**WORK ITEM:**
Whenever a line in this data holds the word "cljfmt", report that line in full.

**RECORDS SHOWN:**

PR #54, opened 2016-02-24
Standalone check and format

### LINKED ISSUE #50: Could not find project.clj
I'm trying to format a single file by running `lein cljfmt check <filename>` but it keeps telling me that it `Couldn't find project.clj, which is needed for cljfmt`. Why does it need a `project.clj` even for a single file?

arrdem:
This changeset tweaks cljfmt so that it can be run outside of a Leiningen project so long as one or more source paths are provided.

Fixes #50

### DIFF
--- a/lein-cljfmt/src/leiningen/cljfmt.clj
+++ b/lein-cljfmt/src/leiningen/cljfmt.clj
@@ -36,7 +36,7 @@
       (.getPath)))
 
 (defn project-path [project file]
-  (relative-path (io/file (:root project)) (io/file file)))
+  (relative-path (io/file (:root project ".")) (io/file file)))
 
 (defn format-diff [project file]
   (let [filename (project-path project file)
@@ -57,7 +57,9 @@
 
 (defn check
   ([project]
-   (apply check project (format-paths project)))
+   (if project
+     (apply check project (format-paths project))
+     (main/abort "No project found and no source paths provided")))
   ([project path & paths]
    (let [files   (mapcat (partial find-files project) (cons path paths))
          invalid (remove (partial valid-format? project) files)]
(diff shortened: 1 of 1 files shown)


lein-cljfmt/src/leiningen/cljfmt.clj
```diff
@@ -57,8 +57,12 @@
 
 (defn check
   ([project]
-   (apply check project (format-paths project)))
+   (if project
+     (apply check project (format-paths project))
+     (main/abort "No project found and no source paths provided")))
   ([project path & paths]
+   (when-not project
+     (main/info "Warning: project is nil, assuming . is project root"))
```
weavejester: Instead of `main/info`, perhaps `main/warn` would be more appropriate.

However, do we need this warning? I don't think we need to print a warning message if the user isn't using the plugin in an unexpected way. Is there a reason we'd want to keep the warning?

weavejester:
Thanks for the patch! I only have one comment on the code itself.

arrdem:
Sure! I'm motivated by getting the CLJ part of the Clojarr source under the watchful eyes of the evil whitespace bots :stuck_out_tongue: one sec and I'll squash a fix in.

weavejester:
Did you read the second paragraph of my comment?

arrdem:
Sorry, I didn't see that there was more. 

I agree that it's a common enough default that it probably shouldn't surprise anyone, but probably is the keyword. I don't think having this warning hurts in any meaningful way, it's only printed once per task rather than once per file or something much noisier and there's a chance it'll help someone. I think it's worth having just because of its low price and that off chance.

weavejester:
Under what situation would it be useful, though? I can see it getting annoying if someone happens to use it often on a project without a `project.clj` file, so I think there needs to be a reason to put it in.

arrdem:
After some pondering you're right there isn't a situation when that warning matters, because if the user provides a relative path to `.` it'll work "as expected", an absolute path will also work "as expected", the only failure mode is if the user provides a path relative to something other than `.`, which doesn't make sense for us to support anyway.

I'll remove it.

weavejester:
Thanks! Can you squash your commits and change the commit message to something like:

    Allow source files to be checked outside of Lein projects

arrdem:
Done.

**SOLUTION FOR THIS TASK:**
I'm trying to format a single file by running `lein cljfmt check <filename>` but it keeps telling me that it `Couldn't find project.clj, which is needed for cljfmt`. Why does it need a `project.clj` even for a single file?
This changeset tweaks cljfmt so that it can be run outside of a Leiningen project so long as one or more source paths are provided.
--- a/lein-cljfmt/src/leiningen/cljfmt.clj
+++ b/lein-cljfmt/src/leiningen/cljfmt.clj
lein-cljfmt/src/leiningen/cljfmt.clj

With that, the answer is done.